Task goal:
Everything in the listing below must be duplicated exactly.

Record set:
^^^^^^^^
PR #1228, opened 2024-02-26
[Fix] jupyter notebook spawn checks

jstourac:
This is a fix for the recent change [1,2]

* [1] #1102
* [2] 60fffb510a5e724e4a7ee3e400eb166843c8e6d8

---

CI:

Screenshot from 2024-02-26 10-59-28

### DIFF
--- a/ods_ci/tests/Resources/Page/ODH/JupyterHub/JupyterHubSpawner.robot
+++ b/ods_ci/tests/Resources/Page/ODH/JupyterHub/JupyterHubSpawner.robot
@@ -274,12 +274,12 @@ Notebook Expected Ide
     ...              At the moment, there are two IDE types available in the notebook images:
     ...              JupyterLab and VSCode.
     ...              Returns type of expected IDE for the given image name as a string.
-    [Arguments]  ${image_name}
-    IF  "${image_name}"=="${EMPTY}"
+    [Arguments]  ${image}
+    IF  "${image}"=="${EMPTY}"
         Log  level=ERROR  message=No image name has been provided!
         RETURN  ${EMPTY}
     END
-    IF  "${image_name}"=="code-server"
+    IF  "${image}"=="code-server"
         RETURN  VSCode
     ELSE
         RETURN  JupyterLab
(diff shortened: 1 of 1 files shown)


jiridanek (approved):
I'd expect variable `image` to hold something like `"quay.io/modh/notebooks/...@sha256-..."`, so maybe image_name is a slightly better name. But up to you, I guess there are reasons I'm not seeing.

ods_ci/tests/Resources/Page/ODH/JupyterHub/JupyterHubSpawner.robot
```diff
@@ -288,8 +288,8 @@ Notebook Expected Ide
 Wait Notebook To Be Loaded
     [Documentation]  Waits for the notebook IDE environment to be loaded completely and performs
     ...              a simple check with the Menu action in the loaded IDE.
-    [Arguments]  ${image_name}  ${version}
-    ${ide}=  Notebook Expected Ide  ${image_name}
+    [Arguments]  ${image}  ${version}
+    ${ide}=  Notebook Expected Ide  ${image}
```
bdattoma, line 292: you're just changing variable name, what is this PR fixing?

jstourac:
> I'd expect variable `image` to hold something like `"quay.io/modh/notebooks/...@sha256-..."`, so maybe image_name is a slightly better name. But up to you, I guess there are reasons I'm not seeing.

I agree, but everywhere else there is used just `image`, thus I'm making this cosistent.

ods_ci/tests/Resources/Page/ODH/JupyterHub/JupyterHubSpawner.robot
jstourac: Few lines below, there was just `image` used in the method, which didn't work with the current state. My first intention was to rename that variable to `image_name` also, but then I realised that everywhere else we use just `image`...

bdattoma: Ah, it's hidden bcos unchanged. Ok thanks

bdattoma (approved):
^^^^^^^^
Exercise output:
PR #1228, opened 2024-02-26
[Fix] jupyter notebook spawn checks

jstourac:
This is a fix for the recent change [1,2]

* [1] #1102
* [2] 60fffb510a5e724e4a7ee3e400eb166843c8e6d8

---

CI:

Screenshot from 2024-02-26 10-59-28

### DIFF
--- a/ods_ci/tests/Resources/Page/ODH/JupyterHub/JupyterHubSpawner.robot
+++ b/ods_ci/tests/Resources/Page/ODH/JupyterHub/JupyterHubSpawner.robot
@@ -274,12 +274,12 @@ Notebook Expected Ide
     ...              At the moment, there are two IDE types available in the notebook images:
     ...              JupyterLab and VSCode.
     ...              Returns type of expected IDE for the given image name as a string.
-    [Arguments]  ${image_name}
-    IF  "${image_name}"=="${EMPTY}"
+    [Arguments]  ${image}
+    IF  "${image}"=="${EMPTY}"
         Log  level=ERROR  message=No image name has been provided!
         RETURN  ${EMPTY}
     END
-    IF  "${image_name}"=="code-server"
+    IF  "${image}"=="code-server"
         RETURN  VSCode
     ELSE
         RETURN  JupyterLab
(diff shortened: 1 of 1 files shown)


jiridanek (approved):
I'd expect variable `image` to hold something like `"quay.io/modh/notebooks/...@sha256-..."`, so maybe image_name is a slightly better name. But up to you, I guess there are reasons I'm not seeing.

ods_ci/tests/Resources/Page/ODH/JupyterHub/JupyterHubSpawner.robot
```diff
@@ -288,8 +288,8 @@ Notebook Expected Ide
 Wait Notebook To Be Loaded
     [Documentation]  Waits for the notebook IDE environment to be loaded completely and performs
     ...              a simple check with the Menu action in the loaded IDE.
-    [Arguments]  ${image_name}  ${version}
-    ${ide}=  Notebook Expected Ide  ${image_name}
+    [Arguments]  ${image}  ${version}
+    ${ide}=  Notebook Expected Ide  ${image}
```
bdattoma, line 292: you're just changing variable name, what is this PR fixing?

jstourac:
> I'd expect variable `image` to hold something like `"quay.io/modh/notebooks/...@sha256-..."`, so maybe image_name is a slightly better name. But up to you, I guess there are reasons I'm not seeing.

I agree, but everywhere else there is used just `image`, thus I'm making this cosistent.

ods_ci/tests/Resources/Page/ODH/JupyterHub/JupyterHubSpawner.robot
jstourac: Few lines below, there was just `image` used in the method, which didn't work with the current state. My first intention was to rename that variable to `image_name` also, but then I realised that everywhere else we use just `image`...

bdattoma: Ah, it's hidden bcos unchanged. Ok thanks

bdattoma (approved):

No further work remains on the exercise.